I like to pair my characters in combat based on the total damage they can do together or to help move slower units faster across the field. I know this builds up the relationship levels. I just want to know if their is an easy solution so they don’t become romantic with each other in the process. I don’t see how that’s attacking Fire emblem’s choice to allow the behavior of those people in the game.


----------



## chaoskagami (Jul 13, 2019)

chartube12 said:


> I like to pair my characters in combat based on the total damage they can do together or to help move slower units faster across the field. I know this builds up the relationship levels. I just want to know if their is an easy solution so they don’t become romantic with each other in the process. I don’t see how that’s attacking Fire emblem’s choice to allow the behavior of those people in the game.



You contradicted the first half of your argument with the second half. If you're truly pairing units up because it improves damage, why would you _not_ take another support rank to get the boost from it? I mean, if you want the S-rank with specific characters, then it's simple; grind those characters first. Not second. Or pull them off when they get to A and then grind the S-rank out with the desired character so that getting S-rank is disabled for that pairing.


----------



## chartube12 (Jul 13, 2019)

chaoskagami said:


> You contradicted the first half of your argument with the second half. If you're truly pairing units up because it improves damage, why would you _not_ take another support rank to get the boost from it? I mean, if you want the S-rank with specific characters, then it's simple; grind those characters first. Not second. Or pull them off when they get to A and then grind the S-rank out with the desired character so that getting S-rank is disabled for that pairing.

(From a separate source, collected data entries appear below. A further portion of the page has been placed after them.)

PR #3576, opened 2024-08-15
Feat/add freshdesk properties

ahdamin:
### Added

- Ticket properties:
1. Type
2. Tags: data analysis
3. custom field: environment

### DIFF
--- a/cg/clients/freshdesk/freshdesk_client.py
+++ b/cg/clients/freshdesk/freshdesk_client.py
@@ -5,6 +5,7 @@ from pathlib import Path
 from requests import Response, Session
 from requests.adapters import HTTPAdapter
 from urllib3 import Retry
+from typing import Dict, Union
 
 from cg.clients.freshdesk.constants import EndPoints
 from cg.clients.freshdesk.models import TicketCreate, TicketResponse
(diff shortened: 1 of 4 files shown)


cg/clients/freshdesk/freshdesk_client.py
```diff
@@ -37,6 +37,24 @@ def create_ticket(self, ticket: TicketCreate, attachments: list[Path] = None) ->
         response.raise_for_status()
         return TicketResponse.model_validate(response.json())
 
+    def _convert_ticket_to_multipart_data(
```
seallard, line 40: This logic does not belong in the `FreshdeskClient`. The client should be really stupid, just sending requests and returning responses parsed into models.

I suggest moving it into the service wrapping around the client, the ticket handler and then passing the correctly formatted data into the client.

seallard: Additionally, assuming that the `_convert_ticket_to_multipart_data` belongs here in the client, it does not require any state from the class and as such, it just bloats the client class with unnecessary implementation details. It should be extracted to a standalone function to reduce clutter in the class.

This point is moot given that the logic does not belong in the client.

ahdamin:
Moved multipart handling to `TicketCreate` model

PR #3578, opened 2024-08-16
Validate existing samples do in fact exist

seallard:


tests/services/order_validation_service/test_data_validators.py
```diff
@@ -120,4 +123,22 @@ def test_case_internal_ids_does_not_exist(
...
+    # GIVEN an order with a sample marked as existing but which does not exist in the database
+    valid_order.cases[0].samples[0].internal_id = "Non-existent sample"
+
+    # WHEN validating that the samples exists
+    errors = validate_samples_exist(order=valid_order, store=store_with_multiple_cases_and_samples)
+
+    # THEN an error should be returned
+    assert errors
+
+    # THEN the error should concern the non-existent case
```
islean, line 143:
```suggestion
    # THEN the error should concern the non-existent sample
```

cg/services/order_validation_service/models/case.py
```diff
@@ -30,3 +30,11 @@ def enumerated_new_samples(self):
             if sample.is_new:
                 samples.append((sample_index, sample))
         return samples
+
+    @property
+    def enumerated_existing_samples(self):
```
islean, line 35:
```suggestion
    def enumerated_existing_samples(self) -> list[tuple[int, Sample]]:
```

islean (approved):
Mega

PR #3581, opened 2024-08-16
Ensure fields are nullable

seallard:


cg/services/order_validation_service/models/case.py
```diff
@@ -7,11 +7,11 @@
 
 
 class Case(BaseModel):
-    data_delivery: DataDelivery
```
islean, line 10: On what level is data_delivery even sent? Since Cases don't exist in the FE request currently...

cg/services/order_validation_service/models/case.py
```diff
@@ -7,11 +7,11 @@
...
+    data_delivery: DataDelivery | None = None
     internal_id: str | None = None
-    name: str = Field(pattern=NAME_PATTERN, min_length=2, max_length=128)
-    priority: PriorityTerms = PriorityTerms.STANDARD
-    samples: list[Sample]
+    name: str | None = Field(default=None, pattern=NAME_PATTERN, min_length=2, max_length=128)
```
islean, line 12: Should this not be required for now? It is what the user will always provide, since internal_ids are not known by them.

cg/services/order_validation_service/models/case.py
```diff
@@ -7,11 +7,11 @@
...
+    priority: PriorityTerms | None = None
```
islean, line 13: Depends on what we want but currently priority is required in the Frontend but not used in the backend for existing cases

cg/services/order_validation_service/models/case.py
```diff
@@ -7,11 +7,11 @@
...
+    samples: list[Sample] | None = None
```
islean, line 14: This should always be required

seallard:
Unclear requirements, lets patch later

PR #3583, opened 2024-08-16
Validate existing fathers

seallard:


cg/services/order_validation_service/workflows/tomte/models/sample.py
```diff
@@ -10,9 +10,9 @@ class TomteSample(Sample):
     age_at_sampling: float | None = None
     control: ControlEnum | None = None
     elution_buffer: str | None = None
-    father: str | None = Field(None, pattern=NAME_PATTERN)
+    father: str = Field(pattern=NAME_PATTERN)
     formalin_fixation_time: int | None = None
-    mother: str | None = Field(None, pattern=NAME_PATTERN)
+    mother: str = Field(pattern=NAME_PATTERN)
```
islean, line 15: I think they are still nullable (a sample may not have a mother/father in the case)

cg/services/order_validation_service/workflows/tomte/models/case.py
```diff
@@ -21,7 +21,7 @@ def get_sample(self, sample_name: str) -> TomteSample | None:
                 return sample
 
     def get_samples_with_father(self) -> list[tuple[TomteSample, int]]:
-        return [(sample, index) for index, sample in self.enumerated_new_samples if sample.father]
+        return [(sample, index) for index, sample in self.samples if sample.father]
```
islean, line 24:
```suggestion
        return [(sample, index) for index, sample in self.enumerated_samples if sample.father]
```

PR #3595, opened 2024-08-19
Add microsalt order validation skeleton

seallard:


cg/services/order_validation_service/workflows/microsalt/validation/field/utils.py
```diff
@@ -0,0 +1,7 @@
+from pydantic_core import ValidationError
+
+from cg.services.order_validation_service.models.errors import ValidationErrors
+
+
+def convert_errors(pydantic_errors: ValidationError) -> ValidationErrors:
```
seallard, line 6: Not sure about this one, I think we should move the existing `convert_errors` up from the tomte module and extend it instead.

cg/services/order_validation_service/workflows/microsalt/models/sample.py
```diff
@@ -0,0 +1,20 @@
...
+class MicroSaltSample(Sample):
+    control: ControlEnum | None = None
+    elution_buffer: str | None = None
+    extraction_method: str | None = None
+    organism: str | None = Field(default=None, max_length=32)
+    priority: PriorityEnum | None = None
+    quantity: int | None = None
+    reference_genome: str | None = Field(default=None, max_length=255)
+    sample_concentration: float | None = None
+    subject_id: str = Field(pattern=NAME_PATTERN, max_length=128)
```
islean, line 20: Remove subject_id. It can not be set in MicroSALT

islean (approved):
Looks good!

islean (approved):
Nice! Now we need to add some rules!

PR #3602, opened 2024-08-20
Validate microsalt app compatibility

seallard:


cg/services/order_validation_service/workflows/microsalt/models/sample.py
```diff
@@ -4,7 +4,7 @@
 from cg.services.order_validation_service.models.sample import Sample
 
 
-class MicroSaltSample(Sample):
+class MicrosaltSample(Sample):
```
islean, line 7: 😌

cg/services/order_validation_service/workflows/microsalt/validation_rules.py
```diff
@@ -18,6 +20,4 @@
 ]
 SAMPLE_RULES: list[callable] = [
     validate_application_compatibility,
-    validate_application_exists,
```
islean, line 21: Hey! Don't remove my validation 😤

islean: But the import should probably be changed...

islean (approved):
Looks good!

PR #5266, opened 2026-08-17
Add datetime to demultiplex log file

### LINKED ISSUE #5113: Retain demultiplexing logs for troubleshooting
As a production bioinformatics member,
I want demultiplexing logs not to be overwritten when demultiplexing starts anew,
So that I can troubleshoot what happened even if we try to restaret demultiplexing anew.

# Work impact

Answer the following questions:
- Is there currently a workaround for this issue? If so, what is it?
    - No, currently the logs are not being sent out properly either, see https://github.com/Clinical-Genomics/bug-reports/issues/76
- How much time would be saved by implementing this feature on a weekly basis?
    - Not that much, it does not happen that often, but when it does, it could save us hours.
- How many users are affected by this issue?
    - Prodbioinfo members/system sentinels
- Are customers affected by this issue?
    - Yes, it may cause great delays because we have to wait and see if the error occurs again to see if it was a one off error, or if there is something wrong with the data.

# Acceptance Criteria

- [ ] Demultiplexing logs are not overwritten in the sequencing runs directory between attempts

# Notes

- Additional information.
  - Currently, since the demultiplexing logs are generically named `<flow_cell_internal_id>_demultiplex.std[err|out]`, they are overwritten when we restart demultiplexing. We also automatically restart the demultiplexing, because in the error trap of the demux script, we are removing the `demuxstarted.txt` and thus enabling demux to start again. This is something we would like to retain. Ideally, we should have some more "refined" situations when we believe that a restart will actually achieve something, and when we know that there is corrupted data and restart will not achieve anything. 
- Dependencies.
- Related user stories.

islean:
## Description

Closes #5113. Adds the current time to the name of the demultiplexing log files, which means it should not get overridden when flow cells are redemultiplexed, instead a separate file should be created.

### Added

-

### Changed

- Name of the demultiplexing log now contains a timestamp for the start of the job.

### Fixed

-

### How to prepare for test

- [ ] Use stage: `us`
    ```shell
    bash /home/proj/production/servers/resources/hasta.scilifelab.se/update-tool-stage.sh -e S_cg -t cg -b demultiplex-logging-overwrite -a
    ```

### How to test

- [ ] Do ...

### Expected test outcome

- [ ] Check that ...

## Review

- [ ] Tests executed by

## Implementation Plan

- [ ] Document in ...
- [ ] Inform to ...


islean:
Tested on stage by starting the demultiplexing for a sequencing run, cancelling it, removing the demuxstarted.txt file and restarting the demultiplexing for the same run:

image

The log files exist in parallell.

cg/apps/demultiplex/demultiplex_api.py
```diff
@@ -109,12 +110,15 @@ def demultiplex_sbatch_path(sequencing_run: IlluminaRunDirectoryData) -> Path:
     @staticmethod
     def get_run_name(sequencing_run: IlluminaRunDirectoryData) -> str:
         """Create the run name for the sbatch job."""
-        return f"{sequencing_run.id}_demultiplex"
+        return f"{sequencing_run.id}_demultiplex_{datetime.now().strftime('%Y_%m_%d_%H%M%S')}"
```
mogmi: A potential problem with this is that if this method was called again only a second later we will get a different run name - I see that this does not happen with the current implementation but it could be an easy mistake for future changes. 

Maybe just generate the name once per invocation and store the generated name in memory and return that if it already exists?

diitaz93 (approved):
Looks good 👍

mogmi (approved):
Nice! 🎉

islean:
Deployed to Hasta:

```
repository is clean
Logging deploy ...
Getting deployer... done.
Log deploy... done.
cg, version 88.3.1
[isak.ohlsson@hasta:~] [P_base] $ 
```

PR #5270, opened 2026-08-18
More lightweight test for fluffy

mogmi:
### Changed

- Use local mocked CGConfig in Fluffy test since nothing was used from it and it reduces number of fixtures read for the test from 85 to 2


diitaz93 (approved):
👍

PR #5285, opened 2026-08-25
Use a fresh database for flask tests

mogmi:
## Description

Currently the flask tests reuse whatever database was setup before they were run. This causes issues when we want to run tests out of order or run a subset of the tests. This PR sets up a fresh database for each flask test just as we do with other tests and makes sure the current session on the store is the one that was just created.  


islean (approved):
💯

PR #5293, opened 2026-08-31
sample-transferred-handler

islean:
## Description
Add support for storing external samples via events

### Added

- `external_sample_transferred_handler` function, that stores external samples received from an event and updates the external_sample table
- New housekeeper function `add_new_bundle_and_version` similar to `create_new_bundle_and_version` but without commiting, in an effort to separate the comimtting from the session adding in Housekeeper
- New function in housekeeper `finalize_file_transactions` that copies files to the housekeeper file structure and commits
- Support for publishing events via nats-py without the need to calling the NATS CLI
- CRUD method to get an external sample strictly
- CRUD method to update an external sample
- Tests

### Changed

- Prefix of event names from `cg` to `status_db`

### How to prepare for test

- [ ] Use stage: `us`
    ```shell
    bash /home/proj/production/servers/resources/hasta.scilifelab.se/update-tool-stage.sh -e S_cg -t cg -b sample-transferred-handler -a
    ```

### How to test

- [x] Make sure that there is a sample in the external data directory in hasta
- [x] Make sure that the sample exists in StatusDB
- [x] Make sure that the sample has an entry in the ExternalSample table
- [x] Make sure there is no bundle in housekeeper for the given sample
- [x] Run
```shell
$ cg -l DEBUG receive-event external_sample.transfer_completed --event-payload '{"statusdb.sample_internal_id": "<sample_internal_id>", "cluster_location": "/home/proj/stage/external-data/cust000/sample-name>", "transfer_completed_at": "2026-09-03T09:00:00"}'"
```

### Expected test outcome

- [x] Run `housekeeper get bundle <sample_internal_id>` and see that the sample files appear in the bundle
- [x] Check the bundle directory and verify that the files are copied there
- [x] Check that the `transferred_at` has been updated in the ExternalSample table for the given sample
- [ ] In `hiseq.clinical`, check that the message was published to the stream with:
```shell
nats stream view cg-stage
```

## Review

- [x] Tests executed by SD
- [x] "Merge and deploy" approved by SD

## Implementation Plan

- [ ] Document in ...
- [ ] Inform to ...


cg/services/events/event_dispatching.py
```diff
@@ -17,6 +19,7 @@ def __call__(self, config: CGConfig, event_payload: dict) -> None: ...
 EVENT_HANDLERS: dict[str, EventHandler] = {
     "external.customer_uploaded_sample": external_sample_uploaded_handler.handle,
     "external.samples_ordered": external_samples_ordered_handler.handle,
+    EXTERNAL_SAMPLE_TRANSFERRED_SUBJECT: external_sample_transferred_handler.handle,
```
kedhammar, line 22: I feel like either all or none of these should be global variables

cg/services/transfer_to_cluster_service.py
```diff
@@ -54,7 +54,7 @@ def _get_sbatch_command(cg_config: CGConfig, sample: Sample) -> str:
     destination_path.mkdir(parents=True, exist_ok=True)
```
kedhammar, line 54: In the external_sample_transferred_handler, we throw an error if we find the sample dir that was synced to hasta has no sequencing files. Would it make more sense to only transfer dirs that contain the expected files? I feel like the logic and/or error could be further upstream.

Let's say a customer creates a sample dir and the transfer event triggers before the sequencing files are added, then what will happen and how messy will it be to rectify?

cg/services/events/event_handlers/external_sample_transferred_handler.py
```diff
@@ -0,0 +1,80 @@
...
+    and copy them to the corresponding Housekeeper bundle directory. Also update the entry for the
+    sample in the ExternalSample table with the datetime of the transfer.
+    """
+    event = ExternalSampleTransferredEvent.model_validate(event_payload)
+
+    if not (event.cluster_location.glob("*.bam") or event.cluster_location.glob("*fastq.gz")):
+        raise CgError(f"No sequencing files found in directory {event.cluster_location}")
+
+    sample: Sample = config.status_db.get_sample_by_internal_id_strict(event.sample_internal_id)
+    config.status_db.update_external_sample(
```
kedhammar, line 36: This method is hardcoded to only update "transferred_at", so I feel like the name is maybe too generic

I have no idea what you are taking about. Rank this rank that. What?


----------



## Scarlet (Jul 14, 2019)

chartube12 said:


> I have no idea what you are taking about. Rank this rank that. What?


As units' support ranking grows, they get extra bonuses for working together basically. So if you want them to be as good as possible together, their 'relationship level' or support rank or whatever they call it in this game, will need to be worked on. 

That being said, if you're dire for an strictly no rainbow go zone, just check the list of characters that disagree with your moral compass and maybe don't pair them together? There's like six of them, it can't be that hard.


----------



## chaoskagami (Jul 14, 2019)

chartube12 said:


> I have no idea what you are taking about. Rank this rank that. What?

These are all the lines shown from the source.